Here is an online renderer and the description: https://asciimath.org/

The rules are basically the same as LaTeX, with saner symbol names, support for fractions, \ is not needed before symbols and () can be used instead of {}.

> Supposing that the parentheses aren't necessary, as implied by your edit: how does AsciiMath determine that e^y isn't in the numerator in "e^y dy/dx"

It seems to me that dx,dy,dz,dt behave like numbers, single letter variables and symbols (probably they are symbols, but not listed for some reason). Just as LaTeX doesn't need {} parentheses for numbers, single letter variables and symbols, AsciiMath allows omitting them too.

So `/` captures a single number/symbol/variable left to it, and that is `dy`. But if there was `du` for example it would only capture u, and you would need to put du between parentheses.

Thanks! It does better than I expected on tricky input like [0, 1/2). It seems like there are a lot of special cases, though. It does indeed remove parentheses from the output in some cases but not others.

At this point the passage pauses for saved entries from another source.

PR #412, opened 2021-04-09
Issue400 just scalafmt formated

dmytroDragan:

 - **Tracking Issue**: #400
 - **Parent Issue**:  N/A
 - **Dependencies**: N/A

Files (which were changed in https://github.com/microsoft/hyperspace/pull/402) were missing scalafmt formatting.
As result PR-402 is hard to review due to mix of issue fix and scalafmt formatting.

To resolve it, the simplest approach is to apply scalafmt formatting in first place. 
After merging this PR PR-402 should be unblocked.

No

No need


sezruby:
Could you confirm that this was from `hyperspace/dev/.scalafmt.conf`?

sezruby (commented):
Generally looks good to me (if it's formatted with `hyperspace/dev/.scalafmt.conf`), but I'm not sure about the rearrangement part. (maybe it's intelliJ default?) cc @imback82 do we have any arrangement rule?

dmytroDragan:
Hi @sezruby!  It's formatted with hyperspace/dev/.scalafmt.conf

sezruby:
@dmytroDragan could you revert changes from "rearrangement"? 
I think the current arrangement looks better especially for `IndexLogEntry`, tag related functions / variable.
As we don't have a specific rule for arrangement for now, let's let that part so that we could merge this change quickly.

src/main/scala/com/microsoft/hyperspace/index/IndexLogEntry.scala
```diff
@@ -323,8 +322,8 @@ case class FileInfo(name: String, size: Long, modifiedTime: Long, id: Long) {
   override def equals(o: Any): Boolean = o match {
     case that: FileInfo =>
       name.equals(that.name) &&
-      size.equals(that.size) &&
-      modifiedTime.equals(that.modifiedTime)
+        size.equals(that.size) &&
```
andrei-ionescu, line 325: This is not scalafmt. I applied styling on the code and here it looks like this:

```
  override def equals(o: Any): Boolean = o match {
    case that: FileInfo =>
      name.equals(that.name) &&
      size.equals(that.size) &&
      modifiedTime.equals(that.modifiedTime)
    case _ => false
  }
```

No extra spaces.

Please check your `scalafmt`.

src/main/scala/com/microsoft/hyperspace/index/IndexLogEntry.scala
```diff
@@ -350,10 +349,11 @@ case class CoveringIndex(properties: CoveringIndex.Properties) {
   val kindAbbr = "CI"
 }
 object CoveringIndex {
-  case class Properties(columns: Properties.Columns,
-    schemaString: String,
-    numBuckets: Int,
-    properties: Map[String, String])
+  case class Properties(
```
andrei-ionescu, line 352: Same here. No changes required. Here is how this part looks after I applied `scalafmt` reformat command:

```
object CoveringIndex {
  case class Properties(columns: Properties.Columns,
    schemaString: String,
    numBuckets: Int,
    properties: Map[String, String])

  object Properties {
    case class Columns(indexed: Seq[String], included: Seq[String])
  }
}
```

No changes.

src/main/scala/com/microsoft/hyperspace/index/IndexLogEntry.scala
```diff
@@ -377,9 +377,7 @@ object LogicalPlanFingerprint {
  * @param appendedFiles Appended files.
  * @param deletedFiles Deleted files.
  */
-case class Update(
-    appendedFiles: Option[Content] = None,
-    deletedFiles: Option[Content] = None)
+case class Update(appendedFiles: Option[Content] = None, deletedFiles: Option[Content] = None)
```
andrei-ionescu, line 380: Same here. I don't have any changes.

Please check you formatting settings.

src/main/scala/com/microsoft/hyperspace/index/IndexLogEntry.scala
```diff
@@ -493,21 +494,20 @@ case class IndexLogEntry(
...
-              relations.head.copy(
-                data = relations.head.data.copy(
-                  properties = relations.head.data.properties.copy(
-                    update = Some(
-                      Update(
-                        appendedFiles =
-                          Content.fromLeafFiles(appended.map(toFileStatus), fileIdTracker),
-                        deletedFiles =
-                          Content.fromLeafFiles(deleted.map(toFileStatus), fileIdTracker)))))))))))
+    copy(source = source.copy(plan = source.plan.copy(properties = source.plan.properties.copy(
```
andrei-ionescu, line 497: Neither here - I don't have any changes after applying the reformatting.

andrei-ionescu (changes requested):
I did reviewing after 4-5 times where I did check how `scalafmt` reformatting is applied in my IDE and I can say that all these changes are not needed.

If we would add these changes, that it would mean that when I would apply reformatting on this file on my side, I'll be back to the original version with lots of formatting changes.

I recommend the you double check your formatting settings.

As I already posted on another of your PRs...

>Here is my `scalafmt` setup in IntelliJ Idea (I have `1.5.1` version):
>
>hyperspace_scalafmt
>
>I usually do `Command+Shift+Alt+L` to reformat the file and use the following options in the dialog box:
>
>hyperspace_reformat

If you use IntelliJ IDEA we can review other settings too so that you get it right. I've been through similar issues where applying formatting but after a few retries I managed to make it work and have as less possible changes into PRs due to formatting.

dmytroDragan:
Th problem was with 1.5.1  vs 2.7.5 scalafmt.
https://github.com/microsoft/hyperspace/pull/418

Probably figuring out how to write things in AsciiMath is more trouble than copying and pasting them from Wikipedia though. (The alt text on equation images is the LaTeX source preceded with \displaystyle.)

How do you do \bigg(\big((4x + 2)x + 1\big)x - 3\bigg)x + 5 in AsciiMath? (((4x + 2)x + 1)x - 3)x + 5 makes all the parens the same size.

Why would you want to manually set the sizes of parens? I always use \left \right when writing LaTeX (and having to do it is one of the reasons I hate LaTeX math notation).

Because \left( ... \right) doesn't give very readable results in cases like that; all the parens end up the same size.

What’s wrong with Greek letters? Would the number π be any easier to understand if it was written differently?